> _WORK TO BE COMPLETED_:
Look through the entries below and extract exactly the lines from the one containing "Does this only" through the one containing "richrace: I think", ends included.

> _EXERCISE DATA_:
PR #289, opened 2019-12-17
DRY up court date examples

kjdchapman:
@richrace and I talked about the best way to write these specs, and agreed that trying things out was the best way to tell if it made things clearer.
--
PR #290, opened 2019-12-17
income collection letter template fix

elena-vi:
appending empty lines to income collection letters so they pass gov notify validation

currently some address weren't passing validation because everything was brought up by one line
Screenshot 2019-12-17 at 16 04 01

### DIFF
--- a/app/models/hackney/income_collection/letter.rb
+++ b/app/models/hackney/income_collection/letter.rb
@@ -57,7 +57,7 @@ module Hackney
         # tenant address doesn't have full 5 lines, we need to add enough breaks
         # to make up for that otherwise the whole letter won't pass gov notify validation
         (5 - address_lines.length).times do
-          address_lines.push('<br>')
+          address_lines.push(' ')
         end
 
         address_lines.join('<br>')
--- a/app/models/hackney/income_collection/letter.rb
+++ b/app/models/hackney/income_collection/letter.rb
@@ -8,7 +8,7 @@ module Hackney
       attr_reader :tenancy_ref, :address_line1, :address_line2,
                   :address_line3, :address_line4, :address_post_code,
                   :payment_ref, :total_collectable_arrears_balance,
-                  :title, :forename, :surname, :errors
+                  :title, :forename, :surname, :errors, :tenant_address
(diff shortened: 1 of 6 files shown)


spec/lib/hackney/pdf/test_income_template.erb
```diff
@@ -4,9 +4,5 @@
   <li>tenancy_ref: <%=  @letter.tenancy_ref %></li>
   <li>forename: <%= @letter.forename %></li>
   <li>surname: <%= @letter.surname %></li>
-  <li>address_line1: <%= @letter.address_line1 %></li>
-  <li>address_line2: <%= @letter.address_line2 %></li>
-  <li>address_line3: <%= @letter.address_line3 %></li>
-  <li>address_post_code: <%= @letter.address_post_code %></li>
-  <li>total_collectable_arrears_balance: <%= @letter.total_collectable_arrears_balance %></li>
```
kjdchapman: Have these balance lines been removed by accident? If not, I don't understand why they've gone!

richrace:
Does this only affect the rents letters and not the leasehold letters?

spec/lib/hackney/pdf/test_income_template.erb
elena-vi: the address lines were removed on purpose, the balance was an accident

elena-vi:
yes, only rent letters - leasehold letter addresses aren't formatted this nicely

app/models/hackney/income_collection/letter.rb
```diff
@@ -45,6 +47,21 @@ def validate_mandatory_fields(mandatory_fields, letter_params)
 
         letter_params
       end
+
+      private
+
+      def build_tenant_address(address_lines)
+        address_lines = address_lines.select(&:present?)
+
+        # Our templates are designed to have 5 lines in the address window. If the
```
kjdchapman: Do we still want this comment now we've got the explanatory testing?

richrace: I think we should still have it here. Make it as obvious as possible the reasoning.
---
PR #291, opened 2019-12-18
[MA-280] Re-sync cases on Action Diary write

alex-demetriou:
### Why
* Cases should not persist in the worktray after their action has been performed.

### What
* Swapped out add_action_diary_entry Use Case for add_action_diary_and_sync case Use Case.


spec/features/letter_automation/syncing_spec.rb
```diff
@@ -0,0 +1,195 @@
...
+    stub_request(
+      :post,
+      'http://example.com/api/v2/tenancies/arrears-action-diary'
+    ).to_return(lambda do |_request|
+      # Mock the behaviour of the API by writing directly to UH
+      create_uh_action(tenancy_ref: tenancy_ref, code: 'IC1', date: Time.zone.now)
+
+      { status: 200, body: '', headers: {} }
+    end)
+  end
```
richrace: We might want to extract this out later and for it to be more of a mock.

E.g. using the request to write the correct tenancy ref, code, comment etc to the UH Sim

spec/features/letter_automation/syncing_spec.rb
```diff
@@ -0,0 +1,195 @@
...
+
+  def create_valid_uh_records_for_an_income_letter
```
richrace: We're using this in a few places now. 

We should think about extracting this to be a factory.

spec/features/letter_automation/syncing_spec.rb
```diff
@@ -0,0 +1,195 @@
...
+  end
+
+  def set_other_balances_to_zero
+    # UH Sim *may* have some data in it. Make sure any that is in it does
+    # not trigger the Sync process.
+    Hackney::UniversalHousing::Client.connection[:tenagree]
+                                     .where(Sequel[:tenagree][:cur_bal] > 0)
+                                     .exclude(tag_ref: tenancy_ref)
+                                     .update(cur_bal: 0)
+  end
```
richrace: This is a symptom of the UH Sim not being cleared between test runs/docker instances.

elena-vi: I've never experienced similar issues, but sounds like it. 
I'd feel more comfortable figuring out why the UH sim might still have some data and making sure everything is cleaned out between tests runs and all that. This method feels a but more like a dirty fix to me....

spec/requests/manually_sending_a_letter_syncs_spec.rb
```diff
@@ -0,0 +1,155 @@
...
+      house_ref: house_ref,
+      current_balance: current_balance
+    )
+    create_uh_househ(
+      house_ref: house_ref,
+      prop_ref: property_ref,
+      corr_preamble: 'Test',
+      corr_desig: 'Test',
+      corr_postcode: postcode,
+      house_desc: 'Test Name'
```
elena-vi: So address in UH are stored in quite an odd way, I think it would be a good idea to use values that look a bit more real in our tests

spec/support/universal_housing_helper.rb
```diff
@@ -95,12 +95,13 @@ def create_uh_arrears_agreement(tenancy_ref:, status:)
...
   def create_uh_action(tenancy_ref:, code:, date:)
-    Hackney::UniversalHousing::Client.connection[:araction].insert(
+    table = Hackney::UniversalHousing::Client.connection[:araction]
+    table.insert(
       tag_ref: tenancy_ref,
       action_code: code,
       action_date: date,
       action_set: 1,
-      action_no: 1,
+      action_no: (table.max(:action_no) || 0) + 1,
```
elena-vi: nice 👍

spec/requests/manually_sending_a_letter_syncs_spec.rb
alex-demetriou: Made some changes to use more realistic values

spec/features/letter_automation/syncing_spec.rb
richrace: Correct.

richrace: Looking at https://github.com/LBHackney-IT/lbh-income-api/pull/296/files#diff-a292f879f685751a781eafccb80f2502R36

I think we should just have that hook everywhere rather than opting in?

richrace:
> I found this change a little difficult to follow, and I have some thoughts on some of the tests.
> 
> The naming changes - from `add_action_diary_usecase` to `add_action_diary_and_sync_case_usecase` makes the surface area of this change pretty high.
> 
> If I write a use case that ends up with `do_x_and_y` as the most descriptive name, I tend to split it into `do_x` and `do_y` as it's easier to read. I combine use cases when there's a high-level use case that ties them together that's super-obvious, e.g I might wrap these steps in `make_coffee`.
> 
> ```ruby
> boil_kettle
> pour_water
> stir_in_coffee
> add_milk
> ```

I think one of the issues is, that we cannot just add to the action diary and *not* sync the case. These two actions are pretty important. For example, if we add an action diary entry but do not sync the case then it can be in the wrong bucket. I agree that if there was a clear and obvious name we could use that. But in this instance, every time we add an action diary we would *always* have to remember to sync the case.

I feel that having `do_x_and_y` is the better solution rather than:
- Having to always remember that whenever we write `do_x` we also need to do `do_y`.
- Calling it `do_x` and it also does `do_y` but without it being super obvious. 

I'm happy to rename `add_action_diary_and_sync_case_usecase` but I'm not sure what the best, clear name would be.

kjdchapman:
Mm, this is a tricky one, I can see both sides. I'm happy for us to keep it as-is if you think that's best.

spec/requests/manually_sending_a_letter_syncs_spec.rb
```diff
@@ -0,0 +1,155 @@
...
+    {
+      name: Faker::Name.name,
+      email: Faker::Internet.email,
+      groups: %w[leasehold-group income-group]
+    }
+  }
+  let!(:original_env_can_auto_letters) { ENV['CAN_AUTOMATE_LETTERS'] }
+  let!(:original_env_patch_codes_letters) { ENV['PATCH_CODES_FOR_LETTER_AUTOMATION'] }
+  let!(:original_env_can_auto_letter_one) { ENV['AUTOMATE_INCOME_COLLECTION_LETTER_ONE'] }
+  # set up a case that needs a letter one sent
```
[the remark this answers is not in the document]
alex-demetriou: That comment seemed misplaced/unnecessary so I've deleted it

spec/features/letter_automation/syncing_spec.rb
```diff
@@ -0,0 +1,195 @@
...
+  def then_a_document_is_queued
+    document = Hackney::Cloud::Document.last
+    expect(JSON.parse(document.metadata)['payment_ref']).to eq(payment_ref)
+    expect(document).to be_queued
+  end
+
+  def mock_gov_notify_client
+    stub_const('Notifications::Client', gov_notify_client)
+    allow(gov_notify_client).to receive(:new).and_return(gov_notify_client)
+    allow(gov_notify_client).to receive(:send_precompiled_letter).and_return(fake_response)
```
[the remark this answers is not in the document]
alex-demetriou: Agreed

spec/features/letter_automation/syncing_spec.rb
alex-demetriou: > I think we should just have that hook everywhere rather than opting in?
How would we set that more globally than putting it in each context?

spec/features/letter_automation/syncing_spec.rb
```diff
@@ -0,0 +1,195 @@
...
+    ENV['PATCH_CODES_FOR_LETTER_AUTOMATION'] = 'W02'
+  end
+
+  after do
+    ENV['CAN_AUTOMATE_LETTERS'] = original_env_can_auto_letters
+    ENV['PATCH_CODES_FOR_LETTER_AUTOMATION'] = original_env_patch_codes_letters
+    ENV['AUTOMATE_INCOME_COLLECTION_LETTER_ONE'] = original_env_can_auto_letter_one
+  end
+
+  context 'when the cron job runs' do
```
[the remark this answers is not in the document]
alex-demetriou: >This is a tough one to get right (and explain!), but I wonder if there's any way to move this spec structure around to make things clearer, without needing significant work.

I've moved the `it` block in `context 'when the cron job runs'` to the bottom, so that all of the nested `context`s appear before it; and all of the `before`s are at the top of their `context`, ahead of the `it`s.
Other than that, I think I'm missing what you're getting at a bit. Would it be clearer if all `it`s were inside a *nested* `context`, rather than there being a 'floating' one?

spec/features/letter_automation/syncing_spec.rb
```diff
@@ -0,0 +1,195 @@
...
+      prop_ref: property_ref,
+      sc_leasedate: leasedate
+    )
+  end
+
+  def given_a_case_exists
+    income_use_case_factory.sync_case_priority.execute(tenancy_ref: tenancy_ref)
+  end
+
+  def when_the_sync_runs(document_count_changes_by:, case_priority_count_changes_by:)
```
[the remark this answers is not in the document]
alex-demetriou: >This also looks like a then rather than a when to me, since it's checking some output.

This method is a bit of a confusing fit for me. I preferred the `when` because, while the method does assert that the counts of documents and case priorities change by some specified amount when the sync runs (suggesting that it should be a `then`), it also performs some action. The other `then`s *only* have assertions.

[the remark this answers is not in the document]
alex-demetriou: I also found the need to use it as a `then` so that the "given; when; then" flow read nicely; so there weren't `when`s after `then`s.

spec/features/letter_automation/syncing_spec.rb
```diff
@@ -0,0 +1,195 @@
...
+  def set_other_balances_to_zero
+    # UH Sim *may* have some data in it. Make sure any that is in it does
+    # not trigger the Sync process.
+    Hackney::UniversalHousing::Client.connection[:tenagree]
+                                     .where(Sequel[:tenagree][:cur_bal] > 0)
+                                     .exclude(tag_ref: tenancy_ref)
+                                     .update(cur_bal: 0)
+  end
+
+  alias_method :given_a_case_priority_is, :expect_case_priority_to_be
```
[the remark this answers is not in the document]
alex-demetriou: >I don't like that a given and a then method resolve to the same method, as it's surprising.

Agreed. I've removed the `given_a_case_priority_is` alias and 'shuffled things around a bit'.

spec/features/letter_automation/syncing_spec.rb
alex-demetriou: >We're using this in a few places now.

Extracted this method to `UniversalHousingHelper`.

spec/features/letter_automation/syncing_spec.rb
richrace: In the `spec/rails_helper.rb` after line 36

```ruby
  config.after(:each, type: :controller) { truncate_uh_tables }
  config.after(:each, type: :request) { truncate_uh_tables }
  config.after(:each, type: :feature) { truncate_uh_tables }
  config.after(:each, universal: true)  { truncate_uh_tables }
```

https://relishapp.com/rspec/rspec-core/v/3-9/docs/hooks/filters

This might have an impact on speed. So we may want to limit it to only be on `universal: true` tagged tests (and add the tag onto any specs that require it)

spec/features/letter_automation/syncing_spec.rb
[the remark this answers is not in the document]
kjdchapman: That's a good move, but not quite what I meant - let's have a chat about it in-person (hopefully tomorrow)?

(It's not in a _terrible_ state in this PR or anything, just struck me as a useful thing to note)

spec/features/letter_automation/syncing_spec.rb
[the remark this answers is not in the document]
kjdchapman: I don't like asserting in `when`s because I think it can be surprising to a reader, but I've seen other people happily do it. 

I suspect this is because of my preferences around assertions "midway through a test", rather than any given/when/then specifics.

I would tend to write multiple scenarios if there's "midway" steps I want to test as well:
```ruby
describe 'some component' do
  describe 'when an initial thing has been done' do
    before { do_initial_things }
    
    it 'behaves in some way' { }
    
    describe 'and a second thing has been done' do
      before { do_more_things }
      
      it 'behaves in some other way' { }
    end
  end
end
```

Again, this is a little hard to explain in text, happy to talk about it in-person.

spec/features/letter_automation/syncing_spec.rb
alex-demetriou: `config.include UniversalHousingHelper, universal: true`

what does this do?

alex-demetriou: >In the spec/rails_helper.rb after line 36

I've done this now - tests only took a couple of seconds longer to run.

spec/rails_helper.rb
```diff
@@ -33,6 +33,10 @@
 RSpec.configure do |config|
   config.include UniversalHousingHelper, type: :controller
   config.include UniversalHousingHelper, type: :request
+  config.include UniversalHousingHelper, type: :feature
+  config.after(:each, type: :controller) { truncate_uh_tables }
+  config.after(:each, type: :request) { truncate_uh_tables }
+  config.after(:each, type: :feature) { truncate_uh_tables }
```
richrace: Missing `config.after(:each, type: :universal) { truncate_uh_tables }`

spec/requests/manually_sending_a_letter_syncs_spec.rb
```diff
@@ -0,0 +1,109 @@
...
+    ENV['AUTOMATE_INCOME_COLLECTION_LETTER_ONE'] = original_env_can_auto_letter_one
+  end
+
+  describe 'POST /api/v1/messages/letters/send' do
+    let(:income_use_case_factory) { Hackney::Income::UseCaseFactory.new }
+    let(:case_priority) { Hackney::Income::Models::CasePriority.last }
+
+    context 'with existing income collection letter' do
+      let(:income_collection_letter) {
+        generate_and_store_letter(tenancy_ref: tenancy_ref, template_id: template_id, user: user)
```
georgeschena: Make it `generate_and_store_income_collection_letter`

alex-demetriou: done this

> _RESULT OF THIS EXERCISE_:
Does this only affect the rents letters and not the leasehold letters?

spec/lib/hackney/pdf/test_income_template.erb
elena-vi: the address lines were removed on purpose, the balance was an accident

elena-vi:
yes, only rent letters - leasehold letter addresses aren't formatted this nicely

app/models/hackney/income_collection/letter.rb
```diff
@@ -45,6 +47,21 @@ def validate_mandatory_fields(mandatory_fields, letter_params)
 
         letter_params
       end
+
+      private
+
+      def build_tenant_address(address_lines)
+        address_lines = address_lines.select(&:present?)
+
+        # Our templates are designed to have 5 lines in the address window. If the
```
kjdchapman: Do we still want this comment now we've got the explanatory testing?

richrace: I think we should still have it here. Make it as obvious as possible the reasoning.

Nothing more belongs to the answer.